Synthesis of Ni-doped ZnO nanostructures by low-temperature wet chemical method and their enhanced field emission properties

Abstract

In this study, we report an enhancement in the field emission (FE) properties of ZnO nanostructures obtained by doping with Ni at a base pressure of ∼1 × 10⁻⁸ mbar, which were grown by a simple wet chemical process. The ZnO nanostructures exhibited a single-crystalline wurtzite structure up to a Ni doping level of 10%. FESEM showed a change in the morphology of the nanostructures from thick nanoneedles to nanoflakes via thin nanorods with an increase in the Ni doping level in ZnO. The turn-on field required to generate a field emission (FE) current density of 1 μA cm⁻² was found to be 2.5, 2.3, 1.8 and 1.7 V μm⁻¹ for ZnO (Ni0%), ZnO (Ni5%), ZnO (Ni7.5%) and ZnO (Ni10%), respectively. A maximum current density of ∼872 μA cm⁻² was achievable, which was generated at an applied field of 3.1 V μm⁻¹ for a Ni doping level of 10% in ZnO. Long-term operational current stability was recorded at a preset value of 5 μA for a duration of 3 h and was found to be very high.

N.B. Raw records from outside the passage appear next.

Issue #3516, opened 2021-06-08
Introduce button tooltips to help clarify icons


felixarntz:
In much of Google UI, buttons (_particularly_ icon buttons) have tooltips with a (secondary) text label. While for regular buttons, this is not as critical, for icon buttons this is quite helpful as it helps convey the meaning of each icon. For screen readers, we already have assistive text, but that text is not accessible for e.g. browser users.

Here is a screenshot from Google Drive as example:
<img width="221" alt="Screen Shot 2021-05-26 at 1 55 59 PM" src="https://user-images.githubusercontent.com/3531426/119716300-d6139700-be19-11eb-9a4b-5d773d6d7743.png">
(originally posted in https://github.com/google/site-kit-wp/issues/3379#issuecomment-849039705)

Site Kit should support tooltips with similar appearance for its icon buttons. This is somewhat related to the user feedback epic since a few of those icon buttons are present there.

---------------

_Do not alter or remove anything below. The following sections will be managed by moderators only._

## Acceptance criteria

* Site Kit's `Button` component should be enhanced so that, if it displays an icon (via `icon` prop) and a text label is also present (e.g. via `aria-label` prop), that text label displays as a small tooltip with white text on gray background, following the overall design present in the screenshot above.
* The following `aria-label` props related to the above enhancement should be changed to be more concise:
    * In `HelpMenu`, the help icon's `aria-label` should say just "Help" - it does not need the full actions since it appears in a list of menu items and controls where this is unnecessary.
    * In `SurveyHeader`, the dismiss icon's `aria-label` should say just "Dismiss" - the user is in the survey and its title comes just before in the DOM order, so it's unnecessary to state that they're dismissing the survey.
    * In `SurveyQuestionRatingChoice`, the choice icon's `aria-label` should just say `choice.text` - the "icon" suffix is rather useless since for screen reader users it is irrelevant that the choice is an icon, while visually it's obvious that it is an icon anyway (it's a label rather than an `alt` description).

## Implementation Brief
* Install the `@material-ui/core` package.
* Update the `Button` component,
    * Add the `aria-label` prop as it is done in the `Link` component.
    * Wrap the markup for the component within the `Tooltip` component (imported from the `@material-ui/core` package) with the `title` prop set to the `aria-label` value if there is an icon and `aria-label` and no `children`.
    * When wrapping around the `Tooltip` component, add an extra span tag around the markup or else the tooltip is not positioned correctly.
[...]

PR #3626, opened 2021-06-24
Increase z-index for tooltips.

asvinb:
## Summary

Addresses issue #3516 

## Relevant technical choices
Increase the z-index for tooltips

## Checklist


assets/sass/components/global/_googlesitekit-tooltip.scss
```diff
@@ -19,3 +19,8 @@
 .googlesitekit-tooltip.MuiTooltip-tooltipPlacementBottom {
 	margin-top: 0;
 }
+
+// High z-index since the survey modal has a high z-index as well
+.googlesitekit-tooltip-popper.MuiTooltip-popper {
+	z-index: 99999;
```
aaemnnosttv, line 25: This is the same z-index used by the survey modal (and a few others that I found).
https://github.com/google/site-kit-wp/blob/37e9cad8e29c8fa83bd8337bf9403f80243d42a4/assets/sass/components/surveys/_googlesitekit-surveys-modal.scss#L23
The comment here seems to imply that this value should be higher than the survey modal but maybe that's just how I'm reading it. I'm guessing perhaps this was intentional but just want to confirm.

I think ideally, we should have a few variables for z-indexes and then others can be defined relative to those. It's also important to know what WP uses as well to help explain where things need to be relative to one of those. It's a little odd though that most of our z-indexes are less than `15`, but then we jump right to `10000` and `99999`. Changing all of these is not within the scope here but would be great to perhaps open an issue to address more holistically.

aaemnnosttv (commented):
Thanks @asvinb – just one question for you.

assets/sass/components/global/_googlesitekit-tooltip.scss
asvinb: @aaemnnosttv Actually the portal has the same z-index as the WordPress admin bar, which was intentional, just to make sure the portal content will always be on top of any content. Do you think we should lower the z-index? 99999 was like the safest value for me.

aaemnnosttv: Okay, that's fine then, just wanted to confirm. In that case, I think there's still room for improvement overall to use variables for the z-index rather than needing to add comments in all uses to explain, but that can be for another issue 👍

aaemnnosttv (approved):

The experimental results indicate that Ni-doped ZnO-based field emitters can open up many opportunities for their potential use as an electron source in flat panel displays, transmission electron microscopy, and the generation of X-rays. Thus, the simple low-temperature (∼80 °C) wet chemical synthesis approach and the robust nature of the ZnO nanostructure field emitter can provide prospects for the future development of cost-effective electron sources.